## Task details
Scan the entries below for the word "click" and copy every line in which it occurs.

## Listed entries
- - - -
PR #3794, opened 2026-03-10
Activate click tests for pip buttons

toger5:
This activates the PIP view click tests that was disabled due to missing docker for EW.
We need: https://github.com/element-hq/element-web/pull/32654

To be published here: https://github.com/element-hq/element-web/pkgs/container/element-web


toger5:
This was merged into the orig. PR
- - - -
## Answer box
Activate click tests for pip buttons
This activates the PIP view click tests that was disabled due to missing docker for EW.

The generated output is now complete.